**Problem to solve**
Look below. Copy each line that has "case" in it.

=== Excerpted records ===

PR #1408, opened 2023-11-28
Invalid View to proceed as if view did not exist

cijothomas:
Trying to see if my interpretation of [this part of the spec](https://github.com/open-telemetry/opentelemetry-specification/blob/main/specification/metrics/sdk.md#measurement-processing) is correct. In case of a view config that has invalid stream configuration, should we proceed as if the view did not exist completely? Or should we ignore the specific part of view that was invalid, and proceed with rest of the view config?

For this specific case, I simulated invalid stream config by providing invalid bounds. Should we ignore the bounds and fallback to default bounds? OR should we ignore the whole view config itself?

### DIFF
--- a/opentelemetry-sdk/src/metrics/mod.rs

===

**Answer to this task**
Trying to see if my interpretation of [this part of the spec](https://github.com/open-telemetry/opentelemetry-specification/blob/main/specification/metrics/sdk.md#measurement-processing) is correct. In case of a view config that has invalid stream configuration, should we proceed as if the view did not exist completely? Or should we ignore the specific part of view that was invalid, and proceed with rest of the view config?
For this specific case, I simulated invalid stream config by providing invalid bounds. Should we ignore the bounds and fallback to default bounds? OR should we ignore the whole view config itself?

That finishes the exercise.